======== Extracted data
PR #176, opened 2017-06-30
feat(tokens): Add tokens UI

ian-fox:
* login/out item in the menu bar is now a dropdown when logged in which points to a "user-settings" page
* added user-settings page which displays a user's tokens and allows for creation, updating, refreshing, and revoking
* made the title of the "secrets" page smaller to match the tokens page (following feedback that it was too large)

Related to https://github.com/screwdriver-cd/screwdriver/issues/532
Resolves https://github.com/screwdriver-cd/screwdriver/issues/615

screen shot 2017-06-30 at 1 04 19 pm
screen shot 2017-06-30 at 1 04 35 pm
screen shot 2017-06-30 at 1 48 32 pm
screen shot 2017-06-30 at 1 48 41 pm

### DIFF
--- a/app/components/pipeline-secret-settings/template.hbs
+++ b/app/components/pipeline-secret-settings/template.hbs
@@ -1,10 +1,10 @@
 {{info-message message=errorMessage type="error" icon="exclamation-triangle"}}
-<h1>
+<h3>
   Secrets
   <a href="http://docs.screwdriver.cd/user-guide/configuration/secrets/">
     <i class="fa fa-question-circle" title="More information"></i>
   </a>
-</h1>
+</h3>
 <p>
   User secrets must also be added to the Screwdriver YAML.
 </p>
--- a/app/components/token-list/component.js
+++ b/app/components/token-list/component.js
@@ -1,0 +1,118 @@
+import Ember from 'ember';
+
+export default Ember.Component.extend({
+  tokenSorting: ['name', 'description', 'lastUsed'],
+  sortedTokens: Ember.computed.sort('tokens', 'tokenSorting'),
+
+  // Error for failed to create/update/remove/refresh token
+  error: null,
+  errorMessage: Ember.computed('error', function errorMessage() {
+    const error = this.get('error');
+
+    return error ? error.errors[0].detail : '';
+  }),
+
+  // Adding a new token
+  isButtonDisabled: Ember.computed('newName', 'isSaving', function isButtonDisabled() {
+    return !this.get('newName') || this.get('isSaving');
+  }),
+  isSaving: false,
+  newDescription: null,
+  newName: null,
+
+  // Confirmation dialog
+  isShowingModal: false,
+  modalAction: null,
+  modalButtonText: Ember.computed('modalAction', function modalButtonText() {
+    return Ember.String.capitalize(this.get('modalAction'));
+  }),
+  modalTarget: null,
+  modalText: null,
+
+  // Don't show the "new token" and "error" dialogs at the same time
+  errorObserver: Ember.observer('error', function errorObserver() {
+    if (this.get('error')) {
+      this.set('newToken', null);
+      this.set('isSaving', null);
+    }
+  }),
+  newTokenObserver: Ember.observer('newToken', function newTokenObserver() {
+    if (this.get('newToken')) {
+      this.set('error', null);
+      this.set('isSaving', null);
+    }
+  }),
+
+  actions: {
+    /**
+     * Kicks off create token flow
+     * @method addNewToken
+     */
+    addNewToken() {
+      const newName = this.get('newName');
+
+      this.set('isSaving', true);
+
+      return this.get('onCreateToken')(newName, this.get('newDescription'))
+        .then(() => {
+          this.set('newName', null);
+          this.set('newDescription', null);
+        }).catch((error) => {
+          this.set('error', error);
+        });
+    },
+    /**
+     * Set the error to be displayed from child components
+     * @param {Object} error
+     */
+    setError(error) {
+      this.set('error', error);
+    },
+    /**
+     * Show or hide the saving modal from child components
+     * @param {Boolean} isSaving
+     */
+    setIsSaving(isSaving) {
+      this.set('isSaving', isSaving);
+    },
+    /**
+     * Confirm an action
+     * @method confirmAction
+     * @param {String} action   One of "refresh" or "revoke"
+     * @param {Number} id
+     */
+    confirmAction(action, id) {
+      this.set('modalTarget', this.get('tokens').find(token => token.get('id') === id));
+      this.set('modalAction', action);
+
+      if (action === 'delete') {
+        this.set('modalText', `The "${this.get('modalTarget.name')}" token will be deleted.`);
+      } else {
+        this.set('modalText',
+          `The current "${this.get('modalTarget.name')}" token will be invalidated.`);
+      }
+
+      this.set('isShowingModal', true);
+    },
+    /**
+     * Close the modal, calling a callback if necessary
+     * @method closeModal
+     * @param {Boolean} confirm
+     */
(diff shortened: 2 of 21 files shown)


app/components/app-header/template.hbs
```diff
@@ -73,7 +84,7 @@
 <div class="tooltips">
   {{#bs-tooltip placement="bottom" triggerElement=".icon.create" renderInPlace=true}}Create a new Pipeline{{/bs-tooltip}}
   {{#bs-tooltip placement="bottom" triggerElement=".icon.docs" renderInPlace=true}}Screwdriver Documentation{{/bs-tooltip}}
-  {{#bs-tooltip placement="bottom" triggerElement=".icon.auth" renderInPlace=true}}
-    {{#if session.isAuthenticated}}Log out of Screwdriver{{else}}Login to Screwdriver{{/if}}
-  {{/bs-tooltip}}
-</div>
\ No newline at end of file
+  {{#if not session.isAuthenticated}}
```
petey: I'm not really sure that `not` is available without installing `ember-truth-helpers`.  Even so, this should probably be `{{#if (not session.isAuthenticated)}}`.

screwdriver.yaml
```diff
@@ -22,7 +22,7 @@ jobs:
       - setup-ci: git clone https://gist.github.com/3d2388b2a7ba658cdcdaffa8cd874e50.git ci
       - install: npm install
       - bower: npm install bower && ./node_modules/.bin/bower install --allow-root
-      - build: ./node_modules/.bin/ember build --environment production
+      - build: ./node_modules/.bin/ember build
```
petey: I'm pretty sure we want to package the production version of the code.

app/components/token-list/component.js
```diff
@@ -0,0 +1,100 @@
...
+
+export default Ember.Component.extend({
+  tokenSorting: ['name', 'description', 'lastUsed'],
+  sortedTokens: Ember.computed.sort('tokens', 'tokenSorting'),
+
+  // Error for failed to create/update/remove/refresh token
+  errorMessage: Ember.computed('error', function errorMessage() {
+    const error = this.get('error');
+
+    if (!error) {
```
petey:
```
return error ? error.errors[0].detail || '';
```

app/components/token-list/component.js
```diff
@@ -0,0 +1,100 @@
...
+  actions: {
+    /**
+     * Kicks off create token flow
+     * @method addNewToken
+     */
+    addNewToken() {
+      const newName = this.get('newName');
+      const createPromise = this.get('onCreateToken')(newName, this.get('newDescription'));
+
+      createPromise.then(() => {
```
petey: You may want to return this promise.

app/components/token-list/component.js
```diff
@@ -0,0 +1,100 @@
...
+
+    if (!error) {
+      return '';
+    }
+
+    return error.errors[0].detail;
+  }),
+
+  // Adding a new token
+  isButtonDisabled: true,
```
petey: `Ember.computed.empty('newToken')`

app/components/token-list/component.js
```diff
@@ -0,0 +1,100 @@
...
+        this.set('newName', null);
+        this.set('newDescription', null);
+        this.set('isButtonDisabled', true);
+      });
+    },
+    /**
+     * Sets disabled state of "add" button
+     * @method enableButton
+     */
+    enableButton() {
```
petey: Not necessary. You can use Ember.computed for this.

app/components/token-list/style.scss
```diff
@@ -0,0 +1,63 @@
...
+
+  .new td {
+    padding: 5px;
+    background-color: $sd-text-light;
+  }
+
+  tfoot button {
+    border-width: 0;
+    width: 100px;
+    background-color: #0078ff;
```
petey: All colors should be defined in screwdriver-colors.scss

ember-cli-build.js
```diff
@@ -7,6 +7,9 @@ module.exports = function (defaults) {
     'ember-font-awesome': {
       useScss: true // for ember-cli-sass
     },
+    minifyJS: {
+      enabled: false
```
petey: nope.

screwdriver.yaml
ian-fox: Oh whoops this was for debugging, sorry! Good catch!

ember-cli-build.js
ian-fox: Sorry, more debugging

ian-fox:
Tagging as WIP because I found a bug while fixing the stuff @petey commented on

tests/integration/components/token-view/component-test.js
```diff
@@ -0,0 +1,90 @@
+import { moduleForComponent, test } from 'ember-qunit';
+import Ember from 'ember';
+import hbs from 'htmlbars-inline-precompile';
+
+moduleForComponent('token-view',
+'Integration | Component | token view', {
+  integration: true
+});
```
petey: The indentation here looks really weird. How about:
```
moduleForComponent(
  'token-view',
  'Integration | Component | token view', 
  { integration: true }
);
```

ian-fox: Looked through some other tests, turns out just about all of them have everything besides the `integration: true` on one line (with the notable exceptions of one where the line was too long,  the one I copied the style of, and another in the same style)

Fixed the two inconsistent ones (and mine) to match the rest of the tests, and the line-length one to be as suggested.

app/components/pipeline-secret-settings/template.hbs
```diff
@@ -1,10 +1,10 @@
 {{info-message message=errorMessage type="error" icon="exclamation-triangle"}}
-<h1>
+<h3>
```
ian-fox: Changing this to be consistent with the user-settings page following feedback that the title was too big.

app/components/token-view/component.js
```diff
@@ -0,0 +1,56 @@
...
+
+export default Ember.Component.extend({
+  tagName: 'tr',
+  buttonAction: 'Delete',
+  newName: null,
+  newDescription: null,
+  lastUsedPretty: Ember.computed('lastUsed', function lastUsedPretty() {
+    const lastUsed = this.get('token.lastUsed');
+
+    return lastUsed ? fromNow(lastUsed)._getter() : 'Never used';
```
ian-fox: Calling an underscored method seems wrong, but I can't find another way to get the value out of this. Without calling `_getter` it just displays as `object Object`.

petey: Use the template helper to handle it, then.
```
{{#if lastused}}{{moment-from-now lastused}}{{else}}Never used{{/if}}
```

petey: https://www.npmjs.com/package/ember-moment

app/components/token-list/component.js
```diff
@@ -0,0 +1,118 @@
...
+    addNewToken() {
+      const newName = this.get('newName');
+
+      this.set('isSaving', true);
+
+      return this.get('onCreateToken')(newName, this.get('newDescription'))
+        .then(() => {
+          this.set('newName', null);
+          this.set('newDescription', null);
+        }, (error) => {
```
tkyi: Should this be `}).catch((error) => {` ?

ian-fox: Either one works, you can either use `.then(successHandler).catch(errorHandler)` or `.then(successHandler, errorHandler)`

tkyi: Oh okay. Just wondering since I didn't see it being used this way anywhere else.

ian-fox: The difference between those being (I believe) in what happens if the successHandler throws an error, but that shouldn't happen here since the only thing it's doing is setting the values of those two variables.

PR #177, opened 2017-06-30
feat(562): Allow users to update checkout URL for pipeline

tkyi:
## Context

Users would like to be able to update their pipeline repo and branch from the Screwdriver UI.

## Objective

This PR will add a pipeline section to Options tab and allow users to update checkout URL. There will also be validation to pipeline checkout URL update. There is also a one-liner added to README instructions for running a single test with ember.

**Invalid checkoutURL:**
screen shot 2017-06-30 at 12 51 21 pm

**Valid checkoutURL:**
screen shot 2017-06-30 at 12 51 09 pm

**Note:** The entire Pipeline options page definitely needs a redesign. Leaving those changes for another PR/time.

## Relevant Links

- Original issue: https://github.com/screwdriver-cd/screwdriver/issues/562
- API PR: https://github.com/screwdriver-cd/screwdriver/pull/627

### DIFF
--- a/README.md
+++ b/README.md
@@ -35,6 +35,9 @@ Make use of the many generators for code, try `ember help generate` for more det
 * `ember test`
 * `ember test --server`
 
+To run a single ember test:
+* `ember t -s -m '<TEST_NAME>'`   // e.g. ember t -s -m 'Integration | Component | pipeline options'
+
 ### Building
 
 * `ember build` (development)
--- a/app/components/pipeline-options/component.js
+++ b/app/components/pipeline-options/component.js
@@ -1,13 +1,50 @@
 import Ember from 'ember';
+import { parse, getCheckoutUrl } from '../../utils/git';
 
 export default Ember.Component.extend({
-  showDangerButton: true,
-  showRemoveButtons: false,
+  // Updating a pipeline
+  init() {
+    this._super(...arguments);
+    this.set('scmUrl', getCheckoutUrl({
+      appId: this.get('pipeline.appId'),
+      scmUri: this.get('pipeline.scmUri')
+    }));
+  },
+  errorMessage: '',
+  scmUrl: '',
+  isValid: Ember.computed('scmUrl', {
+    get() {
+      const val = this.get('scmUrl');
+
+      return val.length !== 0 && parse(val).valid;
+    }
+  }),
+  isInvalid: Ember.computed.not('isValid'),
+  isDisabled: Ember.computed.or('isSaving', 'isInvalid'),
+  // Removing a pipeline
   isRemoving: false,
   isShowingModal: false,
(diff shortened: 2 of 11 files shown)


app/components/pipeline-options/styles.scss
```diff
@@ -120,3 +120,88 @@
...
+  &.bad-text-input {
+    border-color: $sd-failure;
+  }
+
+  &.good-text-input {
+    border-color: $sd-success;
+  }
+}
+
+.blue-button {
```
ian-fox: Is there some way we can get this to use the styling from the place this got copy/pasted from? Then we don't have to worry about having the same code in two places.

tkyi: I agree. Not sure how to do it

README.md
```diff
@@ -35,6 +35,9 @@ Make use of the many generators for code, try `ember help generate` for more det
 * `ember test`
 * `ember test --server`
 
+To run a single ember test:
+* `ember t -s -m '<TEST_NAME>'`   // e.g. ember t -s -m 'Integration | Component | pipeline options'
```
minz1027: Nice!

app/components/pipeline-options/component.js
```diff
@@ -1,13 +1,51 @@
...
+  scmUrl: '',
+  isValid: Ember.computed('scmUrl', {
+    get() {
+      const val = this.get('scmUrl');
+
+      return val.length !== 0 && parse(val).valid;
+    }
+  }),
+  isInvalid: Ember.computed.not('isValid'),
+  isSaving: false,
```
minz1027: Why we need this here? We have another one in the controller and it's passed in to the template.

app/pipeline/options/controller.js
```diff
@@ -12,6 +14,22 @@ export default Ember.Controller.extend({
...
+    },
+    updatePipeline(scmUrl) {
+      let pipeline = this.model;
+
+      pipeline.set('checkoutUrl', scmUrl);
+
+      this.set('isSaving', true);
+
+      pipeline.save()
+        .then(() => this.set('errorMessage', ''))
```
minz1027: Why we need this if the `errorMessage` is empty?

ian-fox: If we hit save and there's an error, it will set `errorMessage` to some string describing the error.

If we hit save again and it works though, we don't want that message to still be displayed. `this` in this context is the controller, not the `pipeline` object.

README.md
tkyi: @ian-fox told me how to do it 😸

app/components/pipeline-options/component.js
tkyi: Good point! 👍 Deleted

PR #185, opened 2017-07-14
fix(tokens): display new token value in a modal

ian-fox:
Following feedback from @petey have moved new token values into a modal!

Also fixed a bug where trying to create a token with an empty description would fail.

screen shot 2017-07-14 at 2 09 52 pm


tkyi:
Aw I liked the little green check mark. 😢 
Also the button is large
================
Check each line in the records above for the word "find". Return those that have it.

Task result:
+      this.set('modalTarget', this.get('tokens').find(token => token.get('id') === id));
ian-fox: Calling an underscored method seems wrong, but I can't find another way to get the value out of this. Without calling `_getter` it just displays as `object Object`.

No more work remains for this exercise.